# CL Vaccine



## Beverrlly (Nov 12, 2007)

I was wondering what you all know about the CL vaccine. I've been trying to do some research on it and it's only confusing me more. It seems that the meat goat folks are using the Case-bac vaccine but I thought that it was only for sheep the company (Colorado Serum) has strongly discourage use in goats. I've also *heard* that the same company is looking at making a CL vaccine for goats and it should be available next year. So what IS currently available? I know you can have a custom vaccine made if you already have CL on your farm but is there anything available if you want to prevent it? Also--is it true that Canada has a CL vaccine for goats out? Thanks.


----------



## ecftoggs (Oct 26, 2007)

We tried the Cas-Bac in 2003 but found it to be "nasty". The goats went off feed and limped around for several days. It was hardest on the milkers as it put them in a depressed state to where they just wanted to lie around and not make milk. 
We have since focused on prevention.
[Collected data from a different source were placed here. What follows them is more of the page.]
PR #26, opened 2021-03-31
Clean up CondCardMark code: remove excess barriers, enable it by default

shipilev:
The `StoreLoad`, `StoreStore` barriers in that code are only needed for CMS, and does not relate to Shenandoah. Also, `UseCondCardMark` is a recommended option for most machines today, and therefore we better just enable it ergonomically.

Additional testing:
 - [x] hotspot_gc_shenandoah, x86_64, {fastdebug,release}

---------
### Progress

### Reviewers

### Reviewing

Checkout this PR locally: \
`$ git fetch https://git.openjdk.java.net/shenandoah pull/26/head:pull/26` \
`$ git checkout pull/26`

`$ git checkout pull/26` \
`$ git pull https://git.openjdk.java.net/shenandoah pull/26/head`

</details>

Checkout this PR locally: \
`$ git pr checkout 26`

`$ git pr show -t 26`

</details>

<a href="https://git.openjdk.java.net/shenandoah/pull/26.diff">https://git.openjdk.java.net/shenandoah/pull/26.diff</a>

</details>

### DIFF
--- a/src/hotspot/cpu/aarch64/gc/shenandoah/shenandoahBarrierSetAssembler_aarch64.cpp
+++ b/src/hotspot/cpu/aarch64/gc/shenandoah/shenandoahBarrierSetAssembler_aarch64.cpp
@@ -643,9 +643,6 @@ void ShenandoahBarrierSetAssembler::gen_write_ref_array_post_barrier(MacroAssemb
 
   __ load_byte_map_base(scratch);
   __ add(start, start, scratch);
-  // if (ct->scanned_concurrently()) {
-  //   __ membar(__ StoreStore);
-  // }
   __ bind(L_loop);
   __ strb(zr, Address(start, count));
   __ subs(count, count, 1);
--- a/src/hotspot/cpu/aarch64/gc/shenandoah/shenandoahBarrierSetAssembler_aarch64.cpp
+++ b/src/hotspot/cpu/aarch64/gc/shenandoah/shenandoahBarrierSetAssembler_aarch64.cpp
@@ -390,15 +390,11 @@ void ShenandoahBarrierSetAssembler::store_check(MacroAssembler* masm, Register o
 
   if (UseCondCardMark) {
     Label L_already_dirty;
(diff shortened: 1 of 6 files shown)


src/hotspot/cpu/aarch64/gc/shenandoah/shenandoahBarrierSetAssembler_aarch64.cpp
```diff
@@ -390,15 +390,11 @@ void ShenandoahBarrierSetAssembler::store_check(MacroAssembler* masm, Register o
 
   if (UseCondCardMark) {
     Label L_already_dirty;
-    __ membar(Assembler::StoreLoad);
```
zhengyu123, line 393: I believe this StoreStore barrier is for preventing race against concurrent refinement. Question is that, generational Shenandoah going to implement concurrent refinement in the future?

earthling-amzn: We plan to start work on concurrent remembered set scanning very soon. I'm not far enough into it yet to know if we'll need these barriers, but it looks like we might.

zhengyu123 (approved):
Looks goodf

src/hotspot/cpu/aarch64/gc/shenandoah/shenandoahBarrierSetAssembler_aarch64.cpp
shipilev: Either way, this thing is gone with https://bugs.openjdk.java.net/browse/JDK-8261309 -- and it was needed for CMS. I would prefer to drop it to match upstream, and then reintroduce the barriers iff they are needed.

earthling-amzn: I agree, thanks for the link and the background on the change.

PR #28, opened 2021-04-06
Use timed wait to sleep control thread

earthling-amzn:
Using a timed `wait` rather than a naked sleep allows the control thread to be more responsive to requests from mutators and the regulator thread to start GC cycles. The sleep time is also changed from `ShenandoahControlIntervalMin` to `ShenandoahControlIntervalMax` to reduce unnecessary polling cycles. We could use a plain `wait`, but the control thread is responsible for periodically sending allocation metrics to the `pacer`.

### DIFF
--- a/src/hotspot/share/gc/shenandoah/shenandoahControlThread.cpp
+++ b/src/hotspot/share/gc/shenandoah/shenandoahControlThread.cpp
@@ -52,6 +52,7 @@ ShenandoahControlThread::ShenandoahControlThread() :
   ConcurrentGCThread(),
   _alloc_failure_waiters_lock(Mutex::leaf, "ShenandoahAllocFailureGC_lock", true, Monitor::_safepoint_check_always),
   _gc_waiters_lock(Mutex::leaf, "ShenandoahRequestedGC_lock", true, Monitor::_safepoint_check_always),
+  _control_lock(Mutex::leaf, "ShenandoahControlGC_lock", true, Monitor::_safepoint_check_never),
   _periodic_task(this),
   _requested_gc_cause(GCCause::_no_cause_specified),
   _requested_generation(GenerationMode::GLOBAL),
@@ -367,11 +368,12 @@ void ShenandoahControlThread::run_service() {
       last_shrink_time = current;
     }
 
-    // HEY! kemperw would like to have this thread sleep on a timed wait so it
-    // could be explicitly woken when there is something to do. The timed wait
-    // is necessary because this thread has a responsibility to send
-    // 'alloc_words' to the pacer when it does not perform a GC.
-    os::naked_short_sleep(ShenandoahControlIntervalMin);
+    {
+      // The timed wait is necessary because this thread has a responsibility to send
+      // 'alloc_words' to the pacer when it does not perform a GC.
+      MonitorLocker lock(&_control_lock, Mutex::SafepointCheckFlag::_no_safepoint_check_flag);
+      lock.wait(ShenandoahControlIntervalMax);
+    }
   }
 
   // Wait for the actual stop(), can't leave run_service() earlier.
@@ -721,6 +723,7 @@ bool ShenandoahControlThread::request_concurrent_gc(GenerationMode generation) {
   if (_mode == none) {
     _requested_gc_cause = GCCause::_shenandoah_concurrent_gc;
     _requested_generation = generation;
+    notify_control_thread();
     return true;
   }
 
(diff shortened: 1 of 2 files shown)


rkennke:
This looks like something that @shipilev has touched a few times before.

shipilev (approved):
I don't mind this going into sandbox, but honestly, we need to fix it in the mainline. The awkwardness of control loop sleep-looping gets very tedious.

shipilev:
I shall try and do this in mainline with this: https://bugs.openjdk.java.net/browse/JDK-8264851 -- probably next week, though.

src/hotspot/share/gc/shenandoah/shenandoahControlThread.cpp
```diff
@@ -367,11 +368,12 @@ void ShenandoahControlThread::run_service() {
...
 
-    // HEY! kemperw would like to have this thread sleep on a timed wait so it
-    // could be explicitly woken when there is something to do. The timed wait
-    // is necessary because this thread has a responsibility to send
-    // 'alloc_words' to the pacer when it does not perform a GC.
-    os::naked_short_sleep(ShenandoahControlIntervalMin);
+    {
+      // The timed wait is necessary because this thread has a responsibility to send
+      // 'alloc_words' to the pacer when it does not perform a GC.
+      MonitorLocker lock(&_control_lock, Mutex::SafepointCheckFlag::_no_safepoint_check_flag);
```
shipilev, line 374: This is just `Mutex::_no_safepoint_check_flag`, Hotspot uses that everywhere. Another instance in also in the same file.

src/hotspot/share/gc/shenandoah/shenandoahControlThread.cpp
```diff
@@ -756,6 +765,7 @@ void ShenandoahControlThread::handle_requested_gc(GCCause::Cause cause) {
   while (current_gc_id < required_gc_id) {
     _gc_requested.set();
     _requested_gc_cause = cause;
+    notify_control_thread();
```
shipilev, line 768: So this thing holds `_gc_waiters_lock`. I noticed it when trying to implement JDK-8264851. Fastdebug builds would fail with: `#  assert(false) failed: Attempting to acquire lock ShenandoahControlWaitGC_lock/11 out of order with lock ShenandoahRequestedGC_lock/11 -- possible deadlock`. How is that handled here?

shipilev (commented):
Oh wait, questions...

src/hotspot/share/gc/shenandoah/shenandoahControlThread.cpp
earthling-amzn: Sorry, my IDE does this. Fixed.

earthling-amzn:
I'm not sure we can fix this so easily on mainline. The control thread on mainline needs to periodically evaluate the heuristics. To support the generational changes, heuristic evaluation was moved to a separate thread (so that it can initiate a young collection while the control thread is busy handling an old collection).

src/hotspot/share/gc/shenandoah/shenandoahControlThread.cpp
earthling-amzn: Looking into this.

earthling-amzn: I think this is a false positive. There's no deadlock here because the control thread never tries to hold both these locks at the same time. I changed the rank of the `_gc_waiters_lock` to allow a thread to hold them both.

src/hotspot/share/gc/shenandoah/shenandoahControlThread.cpp
```diff
@@ -51,7 +51,7 @@
 ShenandoahControlThread::ShenandoahControlThread() :
   ConcurrentGCThread(),
   _alloc_failure_waiters_lock(Mutex::leaf, "ShenandoahAllocFailureGC_lock", true, Monitor::_safepoint_check_always),
-  _gc_waiters_lock(Mutex::leaf, "ShenandoahRequestedGC_lock", true, Monitor::_safepoint_check_always),
+  _gc_waiters_lock(Mutex::safepoint, "ShenandoahRequestedGC_lock", true, Monitor::_safepoint_check_always),
```
shipilev, line 54: Look at `src/hotspot/share/runtime/mutexLocker.cpp`: if we need to elevate the lock above/below the `leaf`, the usual thing to do is to say `leaf + 1` or `leaf - 1`. I would prefer to make `_control_lock` into `leaf - 1`, as that one is special, not all other locks.

shipilev (approved):
OK then, with one minor stylistic nit.

shipilev:
Good to go.

src/hotspot/share/gc/shenandoah/shenandoahControlThread.cpp
earthling-amzn: Yes, good call.

shipilev:
OpenJDK infra seems to be at maintenance. Bots would hopefully integrate as infra is online again.

earthling-amzn:
> OpenJDK infra seems to be at maintenance. Bots would hopefully integrate as infra is online again.

Yay bots!

PR #29, opened 2021-04-07
Mixed evacuation

kdnilsen:
This code adds to generational Shenandoah the ability to perform concurrent garbage collection of young-gen and old-gen memory. Following completion of an old-gen concurrent marking effort, we select certain old-gen heap regions to serve as candidates for future collection sets. All dead objects within the old-gen heap regions that are not part of this candidate set are coalesced and filled so that remembered-set scanning of these old-gen heap regions will not be confused by "zombie objects" (objects that old-gen has decided are dead, which reside in regions that have not yet been collected). After concurrently coalescing and filling these dead objects, each subsequent young-gen evacuation pass includes a subset of the old-gen candidates until all candidates have been collected. This code passes TIER1 and hotspot-gc-shenandoah jtreg tests without regressions. A new jtreg test has been added to exercise concurrent old/young GC.

---------
### Progress

### Reviewers
 * [Roman Kennke](https://openjdk.java.net/census#rkennke) (@rkennke - **Reviewer**) ⚠️ Review applies to d6fa428bef00403ab88c92c6d9bac9ab093b5944

### Reviewing

Checkout this PR locally: \
`$ git fetch https://git.openjdk.java.net/shenandoah pull/29/head:pull/29` \
`$ git checkout pull/29`

`$ git checkout pull/29` \
`$ git pull https://git.openjdk.java.net/shenandoah pull/29/head`

</details>

Checkout this PR locally: \
`$ git pr checkout 29`

`$ git pr show -t 29`

</details>

<a href="https://git.openjdk.java.net/shenandoah/pull/29.diff">https://git.openjdk.java.net/shenandoah/pull/29.diff</a>

</details>

### DIFF
--- a/src/hotspot/share/gc/shenandoah/heuristics/shenandoahAdaptiveHeuristics.cpp
+++ b/src/hotspot/share/gc/shenandoah/heuristics/shenandoahAdaptiveHeuristics.cpp
@@ -54,8 +54,8 @@ const double ShenandoahAdaptiveHeuristics::HIGHEST_EXPECTED_AVAILABLE_AT_END = 0
 const double ShenandoahAdaptiveHeuristics::MINIMUM_CONFIDENCE = 0.319; // 25%
 const double ShenandoahAdaptiveHeuristics::MAXIMUM_CONFIDENCE = 3.291; // 99.9%
 
-ShenandoahAdaptiveHeuristics::ShenandoahAdaptiveHeuristics(ShenandoahGeneration* generation) :
-  ShenandoahHeuristics(generation),
+ShenandoahAdaptiveHeuristics::ShenandoahAdaptiveHeuristics(ShenandoahGeneration* generation, ShenandoahHeuristics* old_heuristics) :
+  ShenandoahHeuristics(generation, old_heuristics),
   _margin_of_error_sd(ShenandoahAdaptiveInitialConfidence),
   _spike_threshold_sd(ShenandoahAdaptiveInitialSpikeThreshold),
   _last_trigger(OTHER) { }
@@ -95,6 +95,7 @@ void ShenandoahAdaptiveHeuristics::choose_collection_set_from_regiondata(Shenand
                      byte_size_in_proper_unit(actual_free), proper_unit_for_byte_size(actual_free),
                      byte_size_in_proper_unit(max_cset),    proper_unit_for_byte_size(max_cset),
                      byte_size_in_proper_unit(min_garbage), proper_unit_for_byte_size(min_garbage));
+
 
   // Better select garbage-first regions
   QuickSort::sort<RegionData>(data, (int)size, compare_by_garbage, false);
@@ -200,6 +201,10 @@ bool ShenandoahAdaptiveHeuristics::should_start_gc() {
   size_t capacity = _generation->soft_max_capacity();
   size_t available = _generation->available();
   size_t allocated = _generation->bytes_allocated_since_gc_start();
+
+  if (ShenandoahHeuristics::should_defer_gc()) {
+    return false;
+  }
 
   // Make sure the code below treats available without the soft tail.
   size_t soft_tail = max_capacity - capacity;
--- a/src/hotspot/share/gc/shenandoah/heuristics/shenandoahAdaptiveHeuristics.cpp
+++ b/src/hotspot/share/gc/shenandoah/heuristics/shenandoahAdaptiveHeuristics.cpp
@@ -96,7 +96,6 @@ void ShenandoahAdaptiveHeuristics::choose_collection_set_from_regiondata(Shenand
                      byte_size_in_proper_unit(max_cset),    proper_unit_for_byte_size(max_cset),
                      byte_size_in_proper_unit(min_garbage), proper_unit_for_byte_size(min_garbage));
 
-
   // Better select garbage-first regions
   QuickSort::sort<RegionData>(data, (int)size, compare_by_garbage, false);
 
--- a/src/hotspot/share/gc/shenandoah/heuristics/shenandoahAdaptiveOldHeuristics.cpp
+++ b/src/hotspot/share/gc/shenandoah/heuristics/shenandoahAdaptiveOldHeuristics.cpp
@@ -1,5 +1,5 @@
 /*
- * Copyright (c) 2018, 2019, Red Hat, Inc. All rights reserved.
+ * Copyright (c) 2018, 2019, 2021, Red Hat, Inc. All rights reserved.
  * DO NOT ALTER OR REMOVE COPYRIGHT NOTICES OR THIS FILE HEADER.
  *
  * This code is free software; you can redistribute it and/or modify it
@@ -24,7 +24,7 @@
 
 #include "precompiled.hpp"
 
-#include "gc/shenandoah/heuristics/shenandoahAdaptiveHeuristics.hpp"
+#include "gc/shenandoah/heuristics/shenandoahAdaptiveOldHeuristics.hpp"
 #include "gc/shenandoah/shenandoahCollectionSet.hpp"
 #include "gc/shenandoah/shenandoahFreeSet.hpp"
 #include "gc/shenandoah/shenandoahGeneration.hpp"
@@ -36,13 +36,13 @@
 // These constants are used to adjust the margin of error for the moving
 // average of the allocation rate and cycle time. The units are standard
 // deviations.
-const double ShenandoahAdaptiveHeuristics::FULL_PENALTY_SD = 0.2;
-const double ShenandoahAdaptiveHeuristics::DEGENERATE_PENALTY_SD = 0.1;
+const double ShenandoahAdaptiveOldHeuristics::FULL_PENALTY_SD = 0.2;
+const double ShenandoahAdaptiveOldHeuristics::DEGENERATE_PENALTY_SD = 0.1;
 
 // These are used to decide if we want to make any adjustments at all
 // at the end of a successful concurrent cycle.
-const double ShenandoahAdaptiveHeuristics::LOWEST_EXPECTED_AVAILABLE_AT_END = -0.5;
-const double ShenandoahAdaptiveHeuristics::HIGHEST_EXPECTED_AVAILABLE_AT_END = 0.5;
+const double ShenandoahAdaptiveOldHeuristics::LOWEST_EXPECTED_AVAILABLE_AT_END = -0.5;
+const double ShenandoahAdaptiveOldHeuristics::HIGHEST_EXPECTED_AVAILABLE_AT_END = 0.5;
 
 // These values are the confidence interval expressed as standard deviations.
 // At the minimum confidence level, there is a 25% chance that the true value of
@@ -51,20 +51,20 @@ const double ShenandoahAdaptiveHeuristics::HIGHEST_EXPECTED_AVAILABLE_AT_END = 0
 // MAXIMUM_CONFIDENCE interval here means there is a one in a thousand chance
 // that the true value of our estimate is outside the interval. These are used
 // as bounds on the adjustments applied at the outcome of a GC cycle.
-const double ShenandoahAdaptiveHeuristics::MINIMUM_CONFIDENCE = 0.319; // 25%
-const double ShenandoahAdaptiveHeuristics::MAXIMUM_CONFIDENCE = 3.291; // 99.9%
+const double ShenandoahAdaptiveOldHeuristics::MINIMUM_CONFIDENCE = 0.319; // 25%
+const double ShenandoahAdaptiveOldHeuristics::MAXIMUM_CONFIDENCE = 3.291; // 99.9%
 
-ShenandoahAdaptiveHeuristics::ShenandoahAdaptiveHeuristics(ShenandoahGeneration* generation) :
-  ShenandoahHeuristics(generation),
+ShenandoahAdaptiveOldHeuristics::ShenandoahAdaptiveOldHeuristics(ShenandoahGeneration* generation) :
+  ShenandoahOldHeuristics(generation),
   _margin_of_error_sd(ShenandoahAdaptiveInitialConfidence),
   _spike_threshold_sd(ShenandoahAdaptiveInitialSpikeThreshold),
   _last_trigger(OTHER) { }
 
-ShenandoahAdaptiveHeuristics::~ShenandoahAdaptiveHeuristics() {}
+ShenandoahAdaptiveOldHeuristics::~ShenandoahAdaptiveOldHeuristics() {}
 
-void ShenandoahAdaptiveHeuristics::choose_collection_set_from_regiondata(ShenandoahCollectionSet* cset,
-                                                                         RegionData* data, size_t size,
-                                                                         size_t actual_free) {
+void ShenandoahAdaptiveOldHeuristics::choose_collection_set_from_regiondata(ShenandoahCollectionSet* cset,
+                                                                            RegionData* data, size_t size,
+                                                                            size_t actual_free) {
   size_t garbage_threshold = ShenandoahHeapRegion::region_size_bytes() * ShenandoahGarbageThreshold / 100;
 
   // The logic for cset selection in adaptive is as follows:
@@ -121,12 +121,12 @@ void ShenandoahAdaptiveHeuristics::choose_collection_set_from_regiondata(Shenand
   }
 }
 
-void ShenandoahAdaptiveHeuristics::record_cycle_start() {
+void ShenandoahAdaptiveOldHeuristics::record_cycle_start() {
   ShenandoahHeuristics::record_cycle_start();
   _allocation_rate.allocation_counter_reset();
 }
 
-void ShenandoahAdaptiveHeuristics::record_success_concurrent() {
+void ShenandoahAdaptiveOldHeuristics::record_success_concurrent() {
   ShenandoahHeuristics::record_success_concurrent();
 
   size_t available = ShenandoahHeap::heap()->free_set()->available();
@@ -176,7 +176,7 @@ void ShenandoahAdaptiveHeuristics::record_success_concurrent() {
   }
 }
 
-void ShenandoahAdaptiveHeuristics::record_success_degenerated() {
+void ShenandoahAdaptiveOldHeuristics::record_success_degenerated() {
   ShenandoahHeuristics::record_success_degenerated();
   // Adjust both trigger's parameters in the case of a degenerated GC because
   // either of them should have triggered earlier to avoid this case.
@@ -184,7 +184,7 @@ void ShenandoahAdaptiveHeuristics::record_success_degenerated() {
   adjust_spike_threshold(DEGENERATE_PENALTY_SD);
 }
 
-void ShenandoahAdaptiveHeuristics::record_success_full() {
+void ShenandoahAdaptiveOldHeuristics::record_success_full() {
   ShenandoahHeuristics::record_success_full();
   // Adjust both trigger's parameters in the case of a full GC because
   // either of them should have triggered earlier to avoid this case.
@@ -196,7 +196,7 @@ static double saturate(double value, double min, double max) {
   return MAX2(MIN2(value, max), min);
 }
 
-bool ShenandoahAdaptiveHeuristics::should_start_gc() {
+bool ShenandoahAdaptiveOldHeuristics::should_start_gc() {
   size_t max_capacity = _generation->max_capacity();
   size_t capacity = _generation->soft_max_capacity();
   size_t available = _generation->available();
@@ -276,7 +276,7 @@ bool ShenandoahAdaptiveHeuristics::should_start_gc() {
   return ShenandoahHeuristics::should_start_gc();
 }
 
-void ShenandoahAdaptiveHeuristics::adjust_last_trigger_parameters(double amount) {
+void ShenandoahAdaptiveOldHeuristics::adjust_last_trigger_parameters(double amount) {
   switch (_last_trigger) {
     case RATE:
       adjust_margin_of_error(amount);
@@ -292,78 +292,13 @@ void ShenandoahAdaptiveHeuristics::adjust_last_trigger_parameters(double amount)
   }
 }
 
-void ShenandoahAdaptiveHeuristics::adjust_margin_of_error(double amount) {
+void ShenandoahAdaptiveOldHeuristics::adjust_margin_of_error(double amount) {
   _margin_of_error_sd = saturate(_margin_of_error_sd + amount, MINIMUM_CONFIDENCE, MAXIMUM_CONFIDENCE);
   log_debug(gc, ergo)("Margin of error now %.2f", _margin_of_error_sd);
 }
 
-void ShenandoahAdaptiveHeuristics::adjust_spike_threshold(double amount) {
+void ShenandoahAdaptiveOldHeuristics::adjust_spike_threshold(double amount) {
   _spike_threshold_sd = saturate(_spike_threshold_sd - amount, MINIMUM_CONFIDENCE, MAXIMUM_CONFIDENCE);
   log_debug(gc, ergo)("Spike threshold now: %.2f", _spike_threshold_sd);
 }
 
-ShenandoahAllocationRate::ShenandoahAllocationRate() :
-  _last_sample_time(os::elapsedTime()),
-  _last_sample_value(0),
-  _interval_sec(1.0 / ShenandoahAdaptiveSampleFrequencyHz),
-  _rate(int(ShenandoahAdaptiveSampleSizeSeconds * ShenandoahAdaptiveSampleFrequencyHz), ShenandoahAdaptiveDecayFactor),
-  _rate_avg(int(ShenandoahAdaptiveSampleSizeSeconds * ShenandoahAdaptiveSampleFrequencyHz), ShenandoahAdaptiveDecayFactor) {
-}
-
-double ShenandoahAllocationRate::sample(size_t allocated) {
-  double now = os::elapsedTime();
-  double rate = 0.0;
-  if (now - _last_sample_time > _interval_sec) {
-    if (allocated >= _last_sample_value) {
-      rate = instantaneous_rate(now, allocated);
-      _rate.add(rate);
-      _rate_avg.add(_rate.avg());
-    }
-
-    _last_sample_time = now;
-    _last_sample_value = allocated;
-  }
-  return rate;
-}
-
-double ShenandoahAllocationRate::upper_bound(double sds) const {
-  // Here we are using the standard deviation of the computed running
-  // average, rather than the standard deviation of the samples that went
-  // into the moving average. This is a much more stable value and is tied
-  // to the actual statistic in use (moving average over samples of averages).
-  return _rate.davg() + (sds * _rate_avg.dsd());
-}
-
-void ShenandoahAllocationRate::allocation_counter_reset() {
-  _last_sample_time = os::elapsedTime();
-  _last_sample_value = 0;
-}
-
-bool ShenandoahAllocationRate::is_spiking(double rate, double threshold) const {
-  if (rate <= 0.0) {
-    return false;
-  }
-
-  double sd = _rate.sd();
-  if (sd > 0) {
-    // There is a small chance that that rate has already been sampled, but it
-    // seems not to matter in practice.
-    double z_score = (rate - _rate.avg()) / sd;
-    if (z_score > threshold) {
-      return true;
-    }
-  }
-  return false;
-}
-
-double ShenandoahAllocationRate::instantaneous_rate(size_t allocated) const {
-  return instantaneous_rate(os::elapsedTime(), allocated);
-}
-
-double ShenandoahAllocationRate::instantaneous_rate(double time, size_t allocated) const {
-  size_t last_value = _last_sample_value;
-  double last_time = _last_sample_time;
-  size_t allocation_delta = (allocated > last_value) ? (allocated - last_value) : 0;
-  double time_delta_sec = time - last_time;
-  return (time_delta_sec > 0)  ? (allocation_delta / time_delta_sec) : 0;
-}
--- a/src/hotspot/share/gc/shenandoah/heuristics/shenandoahAdaptiveOldHeuristics.cpp
+++ b/src/hotspot/share/gc/shenandoah/heuristics/shenandoahAdaptiveOldHeuristics.cpp
@@ -1,5 +1,5 @@
 /*
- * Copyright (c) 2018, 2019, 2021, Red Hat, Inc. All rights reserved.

We sold off the problematic does and have been careful to purchase clean animals. We also noticed that it seemed to be affected by enviromental factors such as overcrowding. With that in mind we sold off our sheep and increased our area. It has benefited our does tremendously and in more ways than the CL problem.


----------



## KJFarm (Oct 26, 2007)

The CL vaccines can give you a Positive CL test, even if you have never had an abscess on your goats.
Something to think about. Years and years ago, we had a bacterin made up from our herd, and it did help tremendously, but it is costly. The vaccines do make them very sore and they feel bad for several days. Got sick and tired of dealing with it and sold everything - started over purchasing clean animals - the only way to go IMO.


----------



## Kaye White (Oct 25, 2007)

> We have since focused on prevention


I agree totally with this statement! If you don't have it...certainly don't vaccinate for it! And yes, you will get positive tests from animals that have been vaccinated with it.
If you show...make darn sure you know the herd you're penned next to, keep your goats in their pens (not being dragged up and down aisles by children) and away from others. A little Bio-security goes a long way!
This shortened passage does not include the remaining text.